■ **TASK BRIEF**:
Read through the data and report every line in which the word "Teams" occurs.

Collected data
-------------------------
PR #6410, opened 2025-10-03
Add Microsoft Teams integration

brant-livefront:
## 📔 Objective

This PR adds an integration with Microsoft Teams.

This is a multi-step process that we will need to take into account when building the UI for this.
-------------------------
■ **THE COMPLETED TASK**:
Add Microsoft Teams integration
This PR adds an integration with Microsoft Teams.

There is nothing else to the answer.